Премьера кино
Фильм Клер Дени "Славные ублюдки" (Les salauds) вышел в российский прокат, ограниченный, очевидно, из-за замыкающей его порнографической сцены. По мнению МИХАИЛА ТРОФИМЕНКОВА, в фильмах Дени непристойны самые невинные планы, а порнографией занимается тот, кто, обманывая зрителей намеками на Тарантино, прибавил эпитет "славные" к самодостаточному названию "Ублюдки".
Если пересказывать содержание "Ублюдков", они покажутся изощренным сексопатологическим триллером. Капитан Марко (Венсан Линдон) покидает любимый танкер, чтобы мстить обидчику своей сестры Сандры (Жюли Батай). Обидчик — импотент Лапорт, обладатель частного самолета, содержанки Рафаэль (Кьяра Мастроянни) с маленьким сыном, губ педофила и седины садиста (Мишель Сюбор).
По его вине муж Сандры разорился и покончил с собой, оставив долги, чреватые потерей любимого семейного бизнеса по производству сексуальной обуви. Словно этого мало, племянница Марко — не очень, но все-таки несовершеннолетняя — лежит в клинике с резаными венами. А в клинику ее привезли, подобрав гуляющей по ночному Парижу голой, окровавленной и в измененном состоянии сознания. А бродила она потому, что ее изнасиловали способом, описанным в "Святилище" Фолкнера и процитированным с вариациями в "Грузе 200" Балабанова. Положим, в ее несчастьях виноваты родители: чего еще ждать от жизни девушке, которой папа с мамой дали хорошее, навсегда оприходованное маркизом де Садом имя Жюстина (Лола Кретон).
Постепенность, с которой Марко входит в курс бед, у иного режиссера вызвала бы желание запеть: "Все хорошо, прекрасная маркиза!". Для экранного мира, который Дени создает уже четверть века, цепная катастрофичность — не роскошь, а норма бытия, вводные данные. Если герои что-то теряют, они теряют все, обретая лишь неопределенной длительности мучения. Но ощущения гран-гиньоля или шантажа зрителей не возникает. Все беды героев на первый взгляд социально или физиологически конкретны: гражданская война в Африке ("Белый материал", 2010), болезнь сердца ("Незваный гость", 2004), сексуальная вседозволенность состоятельной Франции, как в "Ублюдках". Или, к примеру, каннибализм, которым больна героиня Беатрис Даль в гениальном фильме "Что ни день, то неприятности" (2001).
Одно присутствие в этом смысловом ряду каннибализма наводит на мысль, что Дени конкретизирует беду исключительно потому, что кино — искусство конкретное. Ее войны, инцест, болезни связаны с социальной реальностью так же, как антропофагия. Все они симптомы настоящей беды, псевдоним абстрактного нечто, вползающего в жизнь извне или вылезающего из ее нутра.

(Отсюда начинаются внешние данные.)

PR #1880, opened 2023-10-31
Fix function for multiindicator charts

pabloarosado:
Thanks @spoonerf for your suggestions in https://github.com/owid/etl/pull/1877
I've changed the function so that the original columns are not affected (and did a minor change in the electricity mix step to trigger the changes in production).

### DIFF
--- a/etl/grapher_helpers.py
+++ b/etl/grapher_helpers.py
@@ -612,7 +612,7 @@ def add_columns_for_multiindicator_chart(
 
     This function can be used to create columns for all indicators used in a specific multi-indicator chart.
     It will:
-    * Optionally, fill missing data for certain indicators with zeros.
+    * Optionally, fill missing data for some of the new columns with zeros.
       In the example of issue 1, nuclear power could be filled with zeros.
     * Make nan rows in the new columns if any indicator used in the chart is nan.
       In the example of issue 2, Algeria's renewable electricity in 2022 would be nan.
@@ -620,6 +620,7 @@ def add_columns_for_multiindicator_chart(
     NOTES:
     * This function assumes a wide-format table.
     * In the grapher admin, ensure you select "Hide entities with missing data" in the corresponding chart.
+    * This function creates new columns and does not affect already existing ones.
 
     Parameters
     ----------
@@ -634,7 +635,7 @@ def add_columns_for_multiindicator_chart(
         Suffix to be added to the new columns' titles, to avoid having multiple indicators with the same title.
     columns_to_fill_with_zeros : Optional[List[str]]
         Subset of columns_in_chart whose nans should be filled with zeros.
-        Note: The original columns will not be affected.
+        Note: The original columns will not be affected, only the newly created ones.
 
     Returns
     -------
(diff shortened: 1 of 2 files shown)


etl/grapher_helpers.py
```diff
@@ -644,16 +645,24 @@ def add_columns_for_multiindicator_chart(
...
-        table[columns_to_fill_with_zeros] = table[columns_to_fill_with_zeros].fillna(0)
-
-    # Create new columns.
-    new_columns = [f"{column}_chart_{underscore(chart_slug)}" for column in columns_in_chart]
-    table[new_columns] = table[columns_in_chart].copy()
+        # Fill nans with zeros (in new columns).
+        new_columns_to_fill_with_zeros = [
+            _rename_column(old_column_name=column, chart_slug=chart_slug) for column in columns_to_fill_with_zeros
+        ]
+        table[new_columns_to_fill_with_zeros] = table[new_columns_to_fill_with_zeros].fillna(0)
```
spoonerf, line 665: I'm not sure it is working as expected, variables that are in `columns_to_fill_with_zeros`, get their zeros here and then these zeros are then replaced with NaNs with `table.loc[table[new_columns].isnull().any(axis=1), new_columns] = np.nan`. I think the zero-filled variables need a different column name.

spoonerf (commented):
I'm not sure it is working as expected, variables that are in `columns_to_fill_with_zeros`, get their zeros and then these zeros are then replaced with NaNs with `table.loc[table[new_columns].isnull().any(axis=1), new_columns] = np.nan`. 

I think the zero-filled variables need a different column name, perhaps an additional argument in `_replace_names()` specifying the reason for the new names would do it.

etl/grapher_helpers.py
pabloarosado: Yes, this is the behaviour I needed:
* I first fill with zeros those variables that are not too important and often missing (e.g. "Other renewables"), to avoid having an empty chart where important variables (e.g. "Gas") were available but hidden because of the nans in less important variables.
* Then, if any variable is missing, then all variables should be missing in the same row. That way we ensure that *either we show data for all indicators on a specific country-year, or we show no data*. I think that's the key ingredient to avoid having strange jumps, or to have years where a country has, e.g. 100% renewables because fossil fuels were not informed.

If you simply wanted to fill some indicators with zeros, regardless of the other indicators, I suppose you wouldn't need this function. But if you think that could be the desired outcome in some circumstances, I could add an option to the function, so that the nans can be imposed only in `set(new_columns) - set(new_columns_to_fill_with_zeros)`.

pabloarosado: If filling with zeros is all you need for a certain chart, you could simply do fillna(0) and rename those indicators as "*_zero_filled", as we used to do in the past.
Alternatively, you could simply do nothing at all, because grapher will by default treat nans as zeros.

spoonerf: Ah, I see, I misunderstood but am with you now!

I am having some issues running it locally and am currently rebuilding my staging server so currently can't check out the output data just yet. However, feel free to merge so the electricity mix issues will get solved and I can double-check data once I am able.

Повод, который Дени сочиняет, чтобы погрузиться в свою подлинную тему,— распад реальности под давлением этого нечто, самого по себе воплощению на экране не поддающегося.

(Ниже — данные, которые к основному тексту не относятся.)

PR #1017, opened 2023-04-18
chore: switch from flake8 to ruff

larsyencken:
The ruff linter is a much faster linter written in rust.

PR #1954, opened 2023-11-20
:lipstick: format files by ruff

Marigold:
Formatting changes after switching to ruff from #1017

This also changes line length to 120 for datautils package (for consistency).


Marigold:
Formatting changes after switching to ruff from https://github.com/owid/etl/pull/1017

Если бы режиссеры, как художники, объединялись в группы с эффектными самоназваниями, Дени лидировала бы в группе "Новый тягостный стиль" или "Новые мрачные". А в группу можно было бы включить таких же поэтов — нет, не классического апокалипсиса, поскольку апокалипсис — это все же конец света, а у Дени конца не света, но тьмы не предвидится, а Апокалипсиса вялотекущего: Брюно Дюмона и Михаэля Ханеке, перебравшегося во Францию, очевидно, именно потому, что близкий его сердцу ужас бытия почему-то свойственен именно французским режиссерам. Наверное, французское сознание слишком рационально и поэтому слишком озабочено иррациональным: самые жуткие и необоримые вирусы рождаются в стерильной обстановке.
Нормального саспенса, который нарастает, разряжается, дает зрителям перевести дыхание и снова нарастает, у Дени нет. Когда кто-то идет по набережной, пьет кофе с круассаном или спит, он всегда окутан равномерным антисаспенсом — не ожиданием того, что случится что-то страшное, а знанием, что ничего хорошего точно не случится.